* **Directions for this task**
Print every entry again, precisely as written.

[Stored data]
PR #9598, opened 2026-05-31
 add ExhaustCutoutController with PWM/H-Bridge, auto modes, more …

ElDominio:
Adds a new ExhaustCutoutController engine module (firmware/controllers/actuators/) that manages an exhaust cutout valve across three hardware output modes:

- Digital: single on/off pin with optional output inversion
- PWM: single pin with configurable open/closed duty cycles and frequency
- H-Bridge: dual-pin motor driver (IN1/IN2) with configurable PWM frequency and duty cycle; de-energizes after the move duration to avoid stalling the motor

Activation sources (exhaustCutoutActivationMode):
- OFF: feature disabled at runtime even if enabled in config
- Switch: reads a hardware input pin (exhaustCutoutSwitchPin)
- LuaGauge: compares a selected Lua gauge value against a configurable threshold

Each activation source independently configures behavior when the input is HIGH vs LOW: Always Open, Always Closed, or Auto.

Auto mode opens the cutout when any of these thresholds are exceeded:
- RPM (exhaustCutoutOpenRpm)
- TPS (exhaustCutoutOpenTps) with a configurable anti-blip hold delay
- MAP/boost (exhaustCutoutOpenMapKpa) All three are OR'd; a configurable hold-open closing delay prevents chatter when triggers clear.

A key-on self-test sequence (optional) cycles the cutout open/close twice when 12V is first detected after power-on to verify the actuator moves. An engine-on test (optional) fires once on the first transition from cranking to running.

An optional LED output mirrors cutout state: off when closed, fast-blinks (3 Hz) while opening, steady when open, slow-blinks (1 Hz) while closing.

Build / platform notes:
- EFI_EXHAUST_CUTOUT defaults to TRUE on STM32F7 (e.g. Proteus F7) and FALSE on STM32F4. The feature requires flash space that does not fit on F4 alongside the other enabled features; this mirrors the same approach used for EFI_DYNO_VIEW and EFI_HPFP.
- proteus_f4: additionally set EFI_EMBED_INI_MSD=FALSE in meta-info-proteus_f4.env, which was the remaining blocker preventing the F4 board build from completing.
- EFI_EXHAUST_CUTOUT is enabled on the simulator and unit test builds.

Configuration changes (rusefi_config.txt):
- 7 bits claimed from unusedBit_Fancy3-9 for cutout enable/invert/test flags.
- Full parameter block appended after rotationalIdleController: output pins and modes, activation and behavior enums, RPM/TPS/MAP thresholds, anti-blip and closing delays, move duration, PWM open/closed duties and frequency, H-Bridge duty cycle and frequency.
- LiveData: isCutoutOpen, isCutoutMoving, targetOpen, isInputHigh, isTriggerRpm, isTriggerTps, isTriggerMap, isTestActive exposed for real-time logging.
- FLASH_DATA_VERSION bumped to 260501.

Unit tests (unit_tests/tests/actuators/test_exhaust_cutout.cpp, 12 cases):
- Disabled / ActivationModeOff: no activation when feature is off
- RpmTrigger: opens above threshold, closes below
- TpsAntiBlip: delay must fully elapse before and after trigger edges
- MapTrigger: MAP threshold behavior
- ClosingDelay: cutout holds open after trigger clears until delay elapses
- MoveDuration: OPENING to OPEN transition gated by motor move timer
- BehaviorAlwaysOpen / BehaviorAlwaysClosed: override modes ignore sensor triggers
- LuaGaugeInput: gauge above/below/invalid threshold routing
- MultiTriggerOr: any trigger opens, all must clear before closing


ElDominio:
out of memory on 8chan f4, disabled included ini; different F4 with different skip rates seem to explode depending on what they are conditionally compiling; somewat seperate topic, should we disable ini embedding on all F4's since they are pretty much legacy, and they would usually rather have features instead of embedded ini?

* **Answer section**
PR #9598, opened 2026-05-31
 add ExhaustCutoutController with PWM/H-Bridge, auto modes, more …

ElDominio:
Adds a new ExhaustCutoutController engine module (firmware/controllers/actuators/) that manages an exhaust cutout valve across three hardware output modes:

- Digital: single on/off pin with optional output inversion
- PWM: single pin with configurable open/closed duty cycles and frequency
- H-Bridge: dual-pin motor driver (IN1/IN2) with configurable PWM frequency and duty cycle; de-energizes after the move duration to avoid stalling the motor

Activation sources (exhaustCutoutActivationMode):
- OFF: feature disabled at runtime even if enabled in config
- Switch: reads a hardware input pin (exhaustCutoutSwitchPin)
- LuaGauge: compares a selected Lua gauge value against a configurable threshold

Each activation source independently configures behavior when the input is HIGH vs LOW: Always Open, Always Closed, or Auto.

Auto mode opens the cutout when any of these thresholds are exceeded:
- RPM (exhaustCutoutOpenRpm)
- TPS (exhaustCutoutOpenTps) with a configurable anti-blip hold delay
- MAP/boost (exhaustCutoutOpenMapKpa) All three are OR'd; a configurable hold-open closing delay prevents chatter when triggers clear.

A key-on self-test sequence (optional) cycles the cutout open/close twice when 12V is first detected after power-on to verify the actuator moves. An engine-on test (optional) fires once on the first transition from cranking to running.

An optional LED output mirrors cutout state: off when closed, fast-blinks (3 Hz) while opening, steady when open, slow-blinks (1 Hz) while closing.

Build / platform notes:
- EFI_EXHAUST_CUTOUT defaults to TRUE on STM32F7 (e.g. Proteus F7) and FALSE on STM32F4. The feature requires flash space that does not fit on F4 alongside the other enabled features; this mirrors the same approach used for EFI_DYNO_VIEW and EFI_HPFP.
- proteus_f4: additionally set EFI_EMBED_INI_MSD=FALSE in meta-info-proteus_f4.env, which was the remaining blocker preventing the F4 board build from completing.
- EFI_EXHAUST_CUTOUT is enabled on the simulator and unit test builds.

Configuration changes (rusefi_config.txt):
- 7 bits claimed from unusedBit_Fancy3-9 for cutout enable/invert/test flags.
- Full parameter block appended after rotationalIdleController: output pins and modes, activation and behavior enums, RPM/TPS/MAP thresholds, anti-blip and closing delays, move duration, PWM open/closed duties and frequency, H-Bridge duty cycle and frequency.
- LiveData: isCutoutOpen, isCutoutMoving, targetOpen, isInputHigh, isTriggerRpm, isTriggerTps, isTriggerMap, isTestActive exposed for real-time logging.
- FLASH_DATA_VERSION bumped to 260501.

Unit tests (unit_tests/tests/actuators/test_exhaust_cutout.cpp, 12 cases):
- Disabled / ActivationModeOff: no activation when feature is off
- RpmTrigger: opens above threshold, closes below
- TpsAntiBlip: delay must fully elapse before and after trigger edges
- MapTrigger: MAP threshold behavior
- ClosingDelay: cutout holds open after trigger clears until delay elapses
- MoveDuration: OPENING to OPEN transition gated by motor move timer
- BehaviorAlwaysOpen / BehaviorAlwaysClosed: override modes ignore sensor triggers
- LuaGaugeInput: gauge above/below/invalid threshold routing
- MultiTriggerOr: any trigger opens, all must clear before closing


ElDominio:
out of memory on 8chan f4, disabled included ini; different F4 with different skip rates seem to explode depending on what they are conditionally compiling; somewat seperate topic, should we disable ini embedding on all F4's since they are pretty much legacy, and they would usually rather have features instead of embedded ini?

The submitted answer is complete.